The child frowned. He only had forty florins with him. That would be enough for only one. “I’ll give you forty florins for two of them,” the kid offered.
    
“Alright, fine, I suppose that I won’t get any better from an urchin.” The merchant chose two of the smaller, though still ripe, pomegranates, and shoved them roughly into the child’s arms. Carefully, the boy gave the merchant the forty florins.
    
Eventually, the child tottered back out the gate with his two pomegranates, pleased with his success. The road home was rather long, so he decided to ride a cart back. Jumping nimbly onto a heavily laden grain carriage, he sat on the back, cradling his pomegranates, softly chatting with them as though they were trusted friends. So involved in the conversation was he, that he missed his house and had to walk for almost an hour after jumping off the cart to get there.
    
On the way back, he saw an elderly man leaning against a milestone. Minding what his parents had said, he maintained a respectable distance from the stranger, before asking, “Excuse me, sir, do you need any help?”
    
“Eh? What?” the old man exclaimed, “Joseph? Is that you? No, no. He was a mite taller than you, I believe. Do I need help, you ask? Well, as a matter of fact, I seem to have lost my way. Could you tell me which way Jerusalem is?”
    
The child blinked in surprise. The man was making a pilgrimage at such an old age? People this old only lived in morgues. Trying not to let his surprise show, he answered, “There’s a town down that way, sir. You can ask for directions there.”
    
“Hohohoho, thank you youngster. Think you could help an old codger up?”
    
All too happy to oblige, the kid helped the old man up, and they said their farewells. Feeling very happy with himself for helping the old man, he decided that he would have to help more people out when he grew up. Thinking of new ways that he could aid people, the child walked home.
    
Walking into the empty barn, he asked one of the chickens strutting about, “I don’t suppose Ma and Pa are home yet, are they?” When he got a couple of clucks as a response, he nodded sagely, “They do take their time.
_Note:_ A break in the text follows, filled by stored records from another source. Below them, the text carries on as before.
PR #644, opened 2018-03-02
Fix for ElGamal encryption/decryption

### LINKED ISSUE #613: Suspected memory corruption causes some tests to fail
### Problem  1 (reproduced ``rnpctmpN4D_3l``)
In test ``EncryptElgamal.test_decrypt_P1234`` we got

```

/home/travis/build/riboseinc/rnp/src/rnp/rnp --homedir /tmp/rnpctmpxWeSbm/.rnp --pass-fd 3 --userid encrypttestEncryptElgamaltest_decrypt_P1234@example.com --decrypt /tmp/rnpctmpxWeSbm/encryptEncryptElgamaltest_decrypt_P1234.enc --output /tmp/rnpctmpxWeSbm/encryptEncryptElgamaltest_decrypt_P1234.dec
in botan_pk_op_decrypt exception Invalid argument Decoding error: Invalid public key ciphertext, cannot decrypt
[pgp_elgamal_private_decrypt_pkcs1() crypto/elgamal.c:217] Decryption failed

Warning: cipher 0 not supported[encrypted_try_key() stream-parse.c:1444] unsupported symmetric algorithm 0
[init_encrypted_src() stream-parse.c:2035] failed to obtain decrypting key or password
[rnp_process_file() rnp.c:1393] error 0x12000006
```

Happens rarely and randomly. Memory corruption suspected. Seems like old bug as it's in elgamal encryption which was modified long time ago.

Root cause is that RNP uses elgamal decryption wrongly. As a description of the function says 
``- * @param length length of g2k or in (must be equal to byte size of prime `p')`` and this is not enforced by the code which causes memory overwrite inside a function.
Right solution is to make the function misuse resistant.

### Problem 2 (reproduced - `` `` )
This check doesn't seem correct (leading zeros)
```

    if (length != p_len) {
        RNP_LOG("Wrong size of modulus in public key %u %u", p_len, length);
        goto end;
    }
```

### Problem 3
elgamal encryption and decryption functions should return ``rnp_error_t``, then error handling won't be that weird

henrydcase:
(elgamal) Fixes memory corruption
    
    * Reimplements ElGamal encryption and decryption
    * Introduces structure which describes buffer as a
      pointer to content and size
    * Enables ElGamal CLI decryption tests

Fixes #613


src/lib/crypto/elgamal.c
```diff
@@ -84,167 +84,117 @@
...
         RNP_LOG("Failed to load private key");
         goto end;
     }
 
-    if (botan_privkey_check_key(key, rng_handle(rng), 1)) {
-        RNP_LOG("Wrong private key");
-        goto end;
-    }
-
-    memcpy(bt_plaintext, g2k, p_len);
```
henrydcase: bug was here. g2k not alwayswas p_len

src/lib/types.h
```diff
@@ -792,4 +792,13 @@ typedef struct rnp_key_protection_params_t {
     pgp_hash_alg_t    hash_alg;
 } rnp_key_protection_params_t;
 
+/*
+ * Data structure for storing pointer to the buffer together with
+ * it's length.
+ */
+typedef struct buf_t {
+  uint8_t *bx;
```
dewyatt: I don't really get the field name `bx`, I can't think of what that is meant to stand for. We have `buf` in `pgp_memory_t` that makes a bit more sense to me (or `ptr`, or something). What does it mean here?

src/lib/crypto/elgamal.c
```diff
@@ -84,167 +84,117 @@
...
-    uint8_t *             bt_ciphertext = NULL;
+    rnp_result_t          ret = RNP_ERROR_BAD_PARAMETERS;
+    uint8_t               enc_buf[ELGAMAL_MAX_P_BYTELEN*2] = {0};   /* Max size of an output
+                                                                    len is twice an order of
+                                                                    underlying group (twice
+                                                                    byte-size of p) */
 
-    if (botan_mp_num_bytes(pubkey->p->mp, &p_len)) {
-        RNP_LOG("Wrong public key");
+    size_t tmp;
```
dewyatt: It would be good to have a better name than `tmp` here. I get that it's reused later but I think it's more readable to just have separate variables with more descriptive names.

henrydcase: it's used for different temporary things which are not worth having it's own variable defined

src/lib/types.h
henrydcase: pointer to buffer. I prefer short names, I'll rename it to pbuf

henrydcase:
Crap, tests will take too long (which is obvious when I now think about it - elgamal needs both DSA+Elgamal keys and elgamal keygen uses strong primes, so it's even longer than DSA).
But I'll create another PR tomorrow with some workaround. So this one is not to be merge just yet, but also there will no more changes here

ronaldtse:
@henrydcase can we merge this now?

henrydcase:
@ronaldtse first of all - sorry for delay. Can we wait day or two  - I'll try to finish my test improvement (which is here: https://github.com/henrydcase/rnp/pull/34/files), then elgamal stuff should be faster. But need day or two.
It will also add possibility to export private key

henrydcase:
Needs, little re-work to align with changes introduced in  #652

ronaldtse:
@henrydcase sounds good -- thanks!

henrydcase:
This is done now

src/lib/types.h
```diff
@@ -792,4 +792,13 @@ typedef struct rnp_key_protection_params_t {
     pgp_hash_alg_t    hash_alg;
 } rnp_key_protection_params_t;
 
+/*
+ * Data structure for storing pointer to the buffer together with
+ * it's length. Value of 'len' depends on context in which it is used.
```
dewyatt: > Value of 'len' depends on context in which it is used.

That sounds a bit error-prone to me.

ronaldtse: Indeed, @henrydcase could you fix this a bit and merge? Thanks!

henrydcase: I think it is OK as it's just utility.

PR #647, opened 2018-03-04
ci: Split CI test jobs up and increase some timeouts

dewyatt:
We still get some occasional timeouts in CI.

There are two main limits we're running in to:
1. 10 minutes with no output. This is configurable so we can extend it if needed.
2. 50 minutes total job run time. This is a hard limit and includes the install time (when cache isn't available).

So this PR:
1. Extends the default 10-minute no-output limit to 20 minutes. The downside is that the output of `ci/main.sh` is suppressed until the entire script has finished. There are workarounds for this but I didn't spend the time testing any so I'll skip it for now.
2. Further splits up the matrix to separate the cmocka tests and cli tests. This is a pretty standard thing to do anyways.

I expect we may still hit the 50 minute timeout when rebuilding cache, but that's a rare thing anyways (and it will just require restarting the relevant jobs, since it will timeout after creating the new cache).


dewyatt:
I'll make some improvements on this since there's still issues. I probably need to add a stage to warm the cache.

henrydcase:
good stuff, LGTM.

dewyatt:
I added a commit to use a separate stage for the cache.

I think travis is having issues so we may have timeouts anyways:
https://github.com/travis-ci/travis-ci/issues/9294#issuecomment-370335966

I did also see failues due to network timeouts for git clones and wgets from gnupg.org.

Anyways, let's see how this build goes.

dewyatt:
Ok, merging with permission. I should add that technically travis stages are a beta feature. But...it mostly seems to work OK.

PR #723, opened 2018-08-07
Validate key signatures

ni4:
This PR forces key signature validation for all keys added to the keyring(s).
Also it validates key material, using botan's key_check calls. Previously those calls were embedded into sign/encrypt calls, slowing them down.

So, after applying this PR:
- all keys, added to the keyring, will be checked for validity (certifications, subkeys bindings, expiration times, and so on).
- keys which did not pass check will be denied to be used for encryption/verification, erroring the operation
- signing/encryption will work faster

Most likely some more checks should be added, but this one will address most of 'wrong key' usecases.


ronaldtse:
@dewyatt any thoughts? Hoping to merge this soon. Thanks!

src/librepgp/stream-sig.cpp
```diff
@@ -1150,6 +1151,194 @@ signature_validate_direct(const pgp_signature_t *   sig,
...
+    /* Check signature's expiration time */
+    now = time(NULL);
+    create = signature_get_creation(sinfo->sig);
+    expiry = signature_get_expiration(sinfo->sig);
+    if (create > now) {
+        /* signature created later then now */
+        RNP_LOG("signature created %d seconds in future", (int) (create - now));
+        sinfo->expired = true;
+    }
+    if (create && expiry && (create + expiry < now)) {
```
dewyatt: Wouldn't this be a regression of 109760747450b7300c2015531d25de7b3f83d5de?

```
create = 1533813318
expiry = 1 (sec)
now = create + expiry
(create + expiry) < now == true (expired)
(create + expiry) <= now == false (not expired)
```

In the example above, the signature has been alive for 1s (the expiry), so I believe it should be considered expired.

ronaldtse: True (@dewyatt you meant "should not be considered expired", right?).

@ni4 could we also add a test against this? Thanks!

ni4: @dewyatt @ronaldtse Thanks with this. Got a bit messed up with those `<`/`<=`.
Will fix it.

ronaldtse: But at 1001 it is not expired, right? `(1000 + 1) < 1001 == true (expired)`

ni4: Yes, at 1001 it is not expired. However `(1000 + 1) < 1001` will be false :)

dewyatt: I mixed up the example a little so I fixed that, but I actually meant what I wrote: that it *should* be considered expired.

If I create a signature with a lifetime of 1 second, it should be considered expired 1 second after the creation time.
If it is created at tick 0, and the time is now 1, it has been alive for a full second and should be considered expired.

I played around with some other implementations, and fed them the following inputs:

```
Created: 1533917179
Signature Duration: 1
Now: 1533917180
```

| Implementation Name | Signature Validity |
|---------------------|--------------------------------------------------|
| [GnuPG](https://github.com/gpg/gnupg/blob/e88f56f1937ac92f6a3b94e50b6db2649ec0be41/g10/parse-packet.c#L2047-L2049)               | Signature Expired                                |
| [OpenPGP.js](https://github.com/openpgpjs/openpgpjs/blob/49153db63b5a11f805a19b7187842b466067947b/src/packet/signature.js#L715)          | Signature Expired                                |
| [PGPy](https://github.com/SecurityInnovation/PGPy/blob/51fe8f8864ae46a3f7fed6060c0cc5a546f62458/pgpy/pgp.py#L178)                | Signature Ok                                     |
| [kbpgp](https://github.com/keybase/kbpgp/blob/055d8bd1d96450a53b09794209f3ee5355d0fbb9/lib/openpgp/packet/signature.js#L740) | Signature Ok |

Some of the js/py ones do use higher-res clock sources, so if the time was something like `1533917180001` (created+duration+1ms), then it would be considered expired.

Anyways, I'm OK as far as merging this. I'm just not totally sure what is most correct as far as that particular line.

ronaldtse: @dewyatt should this be clarified in RFC4880-bis?

dewyatt: @ronaldtse It does look like implementations are inconsistent, but I'm not sure it's worth it. Some err on the side of potentially expiring early like I suggested, some err on the side of potentially expiring late like ni4 does here. 

I see the JWT RFC (which uses a date for expiration, rather than a seconds count) has language like:
>  The "exp" (expiration time) claim identifies the expiration time on
   or after which the JWT MUST NOT be accepted for processing.

So it leaves it up to the implementation (plus it allows implementations to account for a few minutes of clock skew anyways).

I'm pretty much neutral on whether the RFC should add clarification.

ronaldtse: Then let's stay with the convention of GnuPG, seems safe enough for us.

dewyatt: > @ronaldtse Then let's stay with the convention of GnuPG, seems safe enough for us.

This PR switched us away from GnuPG's behavior though, so if we want to switch back we'll want to use `<=` again like `(create + expiry <= now)`.

PR #724, opened 2018-08-07
Adjust library and package naming

dewyatt:
This is mostly name adjustments that ought to be useful if we ever want to support installing multiple major versions of rnp, for example.

| Old               | New                     |
|----------------------------|-----------------------------|
| librnp.so.0.9.1            | librnp-0.so.0.9.1           |
| rnp-0.9.1-1.el7.x86_64.rpm | rnp0-0.9.1-1.el7.x86_64.rpm |
| yum install rnp            | yum install rnp0            |


ronaldtse:
Thanks @dewyatt this is a good approach.

1. The ruby-rnp specs are failing as expected due to the change in library name, once that is fixed it should be good to go.

2. Could you also update https://github.com/riboseinc/rpm-spec-rnp/ so that the RNP RPM package gets built properly (automatically)?

dewyatt:
@ronaldtse 
> Could you also update https://github.com/riboseinc/rpm-spec-rnp/ so that the RNP RPM package gets built properly (automatically)?

I'll get that updated and work on automating things.

ronaldtse:
@dewyatt is this good to merge? Thanks!

ronaldtse:
Not at all, it was all approved but just waiting for your merge 😉

PR #725, opened 2018-08-13
Release 0.9.2

### LINKED ISSUE #721: Bump version to 0.9.2
As described here: 
https://github.com/riboseinc/enmail/issues/53

0.9.1 contains some issues that are now resolved in master, which are necessary for the correct functioning of signing emails via Ruby-RNP.

@ni4 could you help us make a release 0.9.2? Thanks!

ni4:
This should follow the rules from `RELEASE-WORKFLOW.md`. 
The only doubt I have is it correct that GitHub show two commiters for some commits below, or it doesn't matter?

Fixes #721


dewyatt:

Watch Pa come home with a new plow!” Excited for the imaginary plow, the boy put his pomegranates on the counter, saying firmly, “Now you can’t eat these, understand? They’re for dinner.” Humming softly, he walked outside and spent a couple of hours petting and chatting with the various animals living on his farm.
    
Finally, the crunching of wheels heralded the arrival of his parents, back from town. “Bye, Crow!” he shouted, “Enjoy your stay - but don’t eat the corn!” Skipping to meet the cart, he saw that it was indeed his mother and father. “Ma! Pa! Did you get a new plow?” he called out.
    
His parents got out of the cart, carrying a few tools out with them. “No, my boy, but we did get the hoe repaired,” his father replied.
   
“Humph! Why do you always call me ‘boy’?” the child asked, disgruntled at the fact that there was no new plow forthcoming.
    
“Because you are my boy, my only child, and I’m proud of you. You’re a very special person, Jesus. A very special person indeed.” Jesus smiled at his father’s praise and skipped inside to finish his talk with his favorite goat, Henry.